Popularitas Falun Gong memukul saraf Partai Komunis Tiongkok (PKT), yang ideologinya adalah perjuangan kelas, kebencian, dan kebohongan yang sangat kontras dengan prinsip-prinsip Sejati-Baik-Sabar. Sejak mengambil alih kekuasaan pada tahun 1949, PKT telah meluncurkan kampanye politik susul menyusul untuk menyerang kelompok warga tertentu. Itu juga hampir memusnahkan budaya tradisional.

Misalnya, tak lama setelah mengambil alih kekuasaan pada tahun 1949, PKT membunuh tuan tanah dalam Gerakan Reformasi Tanah dan menargetkan kapitalis dalam Kampanye Tiga-anti dan Lima-anti. Setelah kaum intelektual diserang dalam Kampanye Anti-Kanan (1957 – 1959), puluhan juta orang tewas dalam Kelaparan Besar (1959 – 1961). Menyusul kekacauan budaya yang sistematis selama kekacauan Revolusi Kebudayaan (1966 – 1976), gerakan demokrasi sekali lagi ditekan dalam Pembantaian Lapangan Tiananmen 1989.

Setelah gelombang gerakan kejam, intelektual Tiongkok dan masyarakat umum tidak berani menantang Partai ketika kampanye politik terbaru muncul, kali ini melawan Falun Gong, diluncurkan pada tahun 1999. Karena keyakinan mereka pada Sejati-Baik-Sabar, sejumlah besar Praktisi Falun Gong sejak itu ditangkap, ditahan, dipenjara, dan disiksa. Menurut data yang diterima dari Minghui, lebih dari 4.000 praktisi telah kehilangan nyawa mereka karena penganiayaan. Karena sensor dan blokade informasi, angka sebenarnya bisa jauh lebih tinggi. Namun, dengan berpihak pada PKT dalam penganiayaan, banyak orang Tiongkok menghadapi masa depan yang suram sebagai akibat dari merusak nilai-nilai tradisional.
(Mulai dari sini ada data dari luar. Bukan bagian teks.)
PR #444, opened 2024-08-07
Change network payload handling

GokceGK:


internal/cmd/beta/network/update/update.go
```diff
@@ -151,17 +151,27 @@ func parseInput(p *print.Printer, cmd *cobra.Command, inputArgs []string) (*inpu
...
+		}
+	}
+
+	if model.IPv4DnsNameServers != nil {
+		addressFamily = &iaas.UpdateNetworkAddressFamily{
+			Ipv4: &iaas.UpdateNetworkIPv4{
+				Nameservers: model.IPv4DnsNameServers,
+			},
+		}
+	}
```
joaopalet, line 170: This doesn't allow setting both, right? Or are they mutually exclusive?

joaopalet: Otherwise I think we can do something like
```go
addressFamily := &iaas.UpdateNetworkAddressFamily{}

if model.IPv4DnsNameServers != nil {
		addressFamily.Ipv4 = &iaas.V1UpdateNetworkIPv4{
				Nameservers: model.IPv4DnsNameServers,
        },
}

if model.IPv6DnsNameServers != nil {
		addressFamily.Ipv6 = &iaas.V1UpdateNetworkIPv6{
				Nameservers: model.IPv6DnsNameServers,
        },
}
```

internal/cmd/beta/network/update/update_test.go
```diff
@@ -80,9 +80,6 @@ func fixturePayload(mods ...func(payload *iaas.PartialUpdateNetworkPayload)) iaa
 			Ipv4: &iaas.UpdateNetworkIPv4{
 				Nameservers: utils.Ptr([]string{"1.1.1.0", "1.1.2.0"}),
 			},
-			Ipv6: &iaas.V1UpdateNetworkIPv6{
```
joaopalet, line 83: And then this could be re-added, as currently it's excluding it from the payload even though it's specified in the input model

internal/cmd/beta/network/create/create.go
joaopalet, line 1: Same for the `create`

internal/cmd/beta/network/update/update.go
GokceGK: as I understood from the API, in the future, it can be possible to have ipv4 and ipv6 at the same time in the network creation payload. But I will verify with the IaaS team. 

I think in the meantime, we can use your suggestion. That looks good

joaopalet (approved):

PR #451, opened 2024-08-19
Extend config options

GokceGK:


internal/cmd/auth/activate-service-account/activate_service_account.go
```diff
@@ -100,17 +100,18 @@ func configureFlags(cmd *cobra.Command) {
...
+	jwksCustomEndpoint := viper.GetString(config.JwksCustomEndpointKey)
+
 	model := inputModel{
 		ServiceAccountToken:   flags.FlagToStringValue(p, cmd, serviceAccountTokenFlag),
 		ServiceAccountKeyPath: flags.FlagToStringValue(p, cmd, serviceAccountKeyPathFlag),
 		PrivateKeyPath:        flags.FlagToStringValue(p, cmd, privateKeyPathFlag),
-		TokenCustomEndpoint:   flags.FlagToStringValue(p, cmd, tokenCustomEndpointFlag),
-		JwksCustomEndpoint:    flags.FlagToStringValue(p, cmd, jwksCustomEndpointFlag),
+		TokenCustomEndpoint:   tokenCustomEndpoint,
+		JwksCustomEndpoint:    jwksCustomEndpoint,
```
joaopalet, line 114: For the other custom endpoints (e.g. the services) we don't add them to the input model of the command, so for uniformity I would follow the same approach here (and just use the values directly when needed)

joaopalet: Alternatively we could consider adding the relevant custom endpoint (if any) to each command's input model

internal/cmd/config/set/set.go
```diff
@@ -131,6 +134,7 @@ func configureFlags(cmd *cobra.Command) {
 	cmd.Flags().String(sessionTimeLimitFlag, "", "Maximum time before authentication is required again. After this time, you will be prompted to login again to execute commands that require authentication. Can't be larger than 24h. Requires authentication after being set to take effect. Examples: 3h, 5h30m40s (BETA: currently values greater than 2h have no effect)")
 	cmd.Flags().String(identityProviderCustomEndpointFlag, "", "Identity Provider base URL, used for user authentication")
 	cmd.Flags().String(identityProviderCustomClientIdFlag, "", "Identity Provider client ID, used for user authentication")
+	cmd.Flags().String(allowedUrlDomainFlag, "", "Domain name, used for the verification of the URLs that are given in the IDP endpoint and curl commands")
```
joaopalet, line 137:
```suggestion
	cmd.Flags().String(allowedUrlDomainFlag, "", `Domain name, used for the verification of the URLs that are given in the custom identidy provider endpoint and "STACKIT curl" command`)
```

internal/cmd/config/unset/unset.go
```diff
@@ -122,6 +128,9 @@ func NewCmd(p *print.Printer) *cobra.Command {
 			if model.IdentityProviderCustomClientID {
 				viper.Set(config.IdentityProviderCustomClientIdKey, "")
 			}
+			if model.AllowedUrlDomain {
```
joaopalet, line 131: Isn't the logic for the JWKS and token custom endpoints missing from this part?

internal/pkg/config/config.go
```diff
@@ -151,6 +157,7 @@ func setConfigDefaults() {
 	viper.SetDefault(SessionTimeLimitKey, SessionTimeLimitDefault)
 	viper.SetDefault(IdentityProviderCustomEndpointKey, "")
 	viper.SetDefault(IdentityProviderCustomClientIdKey, "")
+	viper.SetDefault(AllowedUrlDomainKey, "")
```
joaopalet, line 160: Couldn't we set the default value explicitly in the flag? Instead of living just in a global variable in the package?

joaopalet: This would also make it more transparent to the user

internal/pkg/utils/utils.go
```diff
@@ -51,7 +57,7 @@ func ConvertInt64PToFloat64P(i *int64) *float64 {
 	return &f
 }
 
-func ValidateSTACKITURL(value string) error {
+func ValidateURL(value string) error {
```
joaopalet, line 60:
```suggestion
func ValidateURLDomain(value string) error {
```

GokceGK: Renamed method

internal/cmd/auth/activate-service-account/activate_service_account.go
GokceGK: I have removed the endpoints from the input model and carried them to storeFlags function

internal/pkg/config/config.go
GokceGK: I changed the default value handling :)

internal/pkg/utils/utils.go
```diff
@@ -60,8 +62,15 @@ func ValidateSTACKITURL(value string) error {
...
 		return fmt.Errorf("bad url")
 	}
-	if !strings.HasSuffix(urlHost, "stackit.cloud") {
-		return fmt.Errorf(`only urls belonging to STACKIT are allowed, hostname must end in "stackit.cloud"`)
+
+	allowedUrlDomain := viper.GetString(config.AllowedUrlDomainKey)
+
+	if allowedUrlDomain == "" {
+		allowedUrlDomain = config.AllowedUrlDomainDefault
+	}
```
joaopalet, line 70: Now that a default is available this is probably not needed, unless we really want to disallow users to "allow any domain" by setting the flag to `""`

GokceGK: I think it should not be allowed to set it to empty.

vicentepinto98: In this case the user is setting explicitly the allowed domain to be empty, so yeah its like an "allow any domain" configuration. 
I think it could be misleading to just set the default in this case but I agree that it is a security risk. I would suggest a middle term:
- add a warning when the user sets this config option to empty, but not use the default here

GokceGK: removed condition and added warning

internal/cmd/config/set/set.go
```diff
@@ -131,6 +134,7 @@ func configureFlags(cmd *cobra.Command) {
 	cmd.Flags().String(sessionTimeLimitFlag, "", "Maximum time before authentication is required again. After this time, you will be prompted to login again to execute commands that require authentication. Can't be larger than 24h. Requires authentication after being set to take effect. Examples: 3h, 5h30m40s (BETA: currently values greater than 2h have no effect)")
 	cmd.Flags().String(identityProviderCustomEndpointFlag, "", "Identity Provider base URL, used for user authentication")
 	cmd.Flags().String(identityProviderCustomClientIdFlag, "", "Identity Provider client ID, used for user authentication")
+	cmd.Flags().String(allowedUrlDomainFlag, "", `Domain name, used for the verification of the URLs that are given in the custom identidy provider endpoint and "STACKIT curl" command`)
```
vicentepinto98, line 137:
```suggestion
	cmd.Flags().String(allowedUrlDomainFlag, "", `Domain name, used for the verification of the URLs that are given in the custom identity provider endpoint and "STACKIT curl" command`)
```

vicentepinto98 (approved):

PR #452, opened 2024-08-20
Add error description to output

GokceGK:


internal/pkg/auth/user_login.go
```diff
@@ -135,8 +135,9 @@ func AuthorizeUser(p *print.Printer, isReauthentication bool) error {
 
 		// Get the authorization code
 		code := r.URL.Query().Get("code")
+		errDescription := r.URL.Query().Get("error_description")
 		if code == "" {
-			errServer = fmt.Errorf("could not find 'code' URL parameter")
+			errServer = fmt.Errorf("could not find 'code' URL parameter.\nError: %s", errDescription)
```
vicentepinto98, line 140:
```suggestion
			errServer = fmt.Errorf("could not find 'code' URL parameter: %s", errDescription)
```

And probably also check and only concatenate `errDescription` if it is not empty

GokceGK: Added the check

internal/pkg/auth/user_login.go
```diff
@@ -135,8 +135,12 @@ func AuthorizeUser(p *print.Printer, isReauthentication bool) error {
 
 		// Get the authorization code
 		code := r.URL.Query().Get("code")
+		errDescription := r.URL.Query().Get("error_description")
 		if code == "" {
 			errServer = fmt.Errorf("could not find 'code' URL parameter")
+			if errDescription != "" {
+				errServer = fmt.Errorf("%w.\nError: %s", errServer, errDescription)
```
vicentepinto98, line 142:
```suggestion
				errServer = fmt.Errorf("%w: %s", errServer, errDescription)
```

vicentepinto98: better to not introduce a paragraph and also "Error" is redundant

vicentepinto98 (approved):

Aristoteles pernah berkata, "Pilihan, bukan kesempatan, yang menentukan takdir anda." Ada juga pepatah Tiongkok yang mengatakan, “Kebaikan dibalas dengan kebaikan, dan kejahatan bertemu kejahatan.” Untungnya, setelah Sembilan Komentar Mengenai Partai Komunis diterbitkan pada tahun 2004, lebih dari 400 juta orang Tiongkok melepaskan keanggotaan dalam organisasi PKT, termasuk asosiasi junior Liga Pemuda dan Pionir Muda. Kami berharap lebih banyak orang, baik di dalam maupun di luar Tiongkok, akan menolak PKT. Melakukan hal itu akan membantu kita mengendalikan nasib kita dan memastikan masa depan yang cerah. Itu juga akan mengarah ke dunia yang lebih baik.